*** DATA FOR THIS TASK ***
PR #27180, opened 2022-05-26
update service load balancer test to gracefully roll out

deads2k:
This adds a readyz=false state into the service being served by the load balancer to allow time for the load balancer to realize that an endpoint is no longer ready.  During this time period, requests are still handled by the server, so we should see a reduction in the disruption as a result.

### DIFF
--- a/test/e2e/upgrade/service/service.go
+++ b/test/e2e/upgrade/service/service.go
@@ -159,13 +159,14 @@ func (t *serviceLoadBalancerUpgradeTest) loadBalancerSetup(f *framework.Framewor
 		// ensure the pod waits long enough during update for the LB to see the newly ready pod, which
 		// must be longer than the worst load balancer above (GCP at 32s)
 		rc.Spec.MinReadySeconds = 33
-		// ensure the pod waits long enough for most LBs to take it out of rotation, which has to be
-		// longer than the LB failed health check duration + 1 cycle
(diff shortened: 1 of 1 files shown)


deads2k:
```
                "message": "Back-off pulling image \"quay.io/openshift/community-e2e-images:e2e-1-k8s-gcr-io-e2e-test-images-agnhost-2-39-D3QKX7Bo93z7tlZq\"",
                "reason": "ImagePullBackOff"
```

test/extended/util/image/image.go
```diff
@@ -65,7 +65,7 @@ func init() {
 
 		// allowed upstream kube images - index and value must match upstream or
 		// tests will fail (vendor/k8s.io/kubernetes/test/utils/image/manifest.go)
-		"k8s.gcr.io/e2e-test-images/agnhost:2.33":   1,
+		"k8s.gcr.io/e2e-test-images/agnhost:2.39":   1,
```
yselkowitz, line 68: This version is defined by the kubernetes test suite, and is being updated to 2.36 as part of the k8s 1.24.0 rebase in #27181.

yselkowitz: Also, all the rest of the tests in origin that use `agnhost` also need to be updated to the same version simultaneously.

deads2k:
This is working in the sense that we go ready=false now.  We still have an outage, but it's an improvement.  To be continued once the main o/o update is done.

deads2k:
/hold cancel

this is now ready to merge.

PR #27191, opened 2022-05-31
Bug 2098094: EgressIP test: Remove print statement on test failure

andreaskaris:
Remove the print statement on test failure:
a) the print function was trying to print elements "host" instead of
"node" (this was a type)
b) the print statement is of limited value at the end of tests and tends
to pollute the logs (and release's artifacts should contain the same
and more information)

### DIFF
--- a/test/extended/networking/egressip.go
+++ b/test/extended/networking/egressip.go
@@ -1,7 +1,6 @@
 package networking
 
 import (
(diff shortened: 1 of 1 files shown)


jluhrsen:
/retest

can you also update the commit message to say why you are removing the print statement?

PR #27193, opened 2022-05-31
wait for kube-apiserver to settle after modifying network configuration

deads2k:
/assign @neisw


deads2k:
This fixed the dirty cluster problem for the external IP test.  Merging to help payloads.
*** End of DATA FOR THIS TASK ***
• **TASK GOAL**: Only the count is wanted. Count the lines of the data above that include the string "statement".

• **YOUR RESPONSE**: 4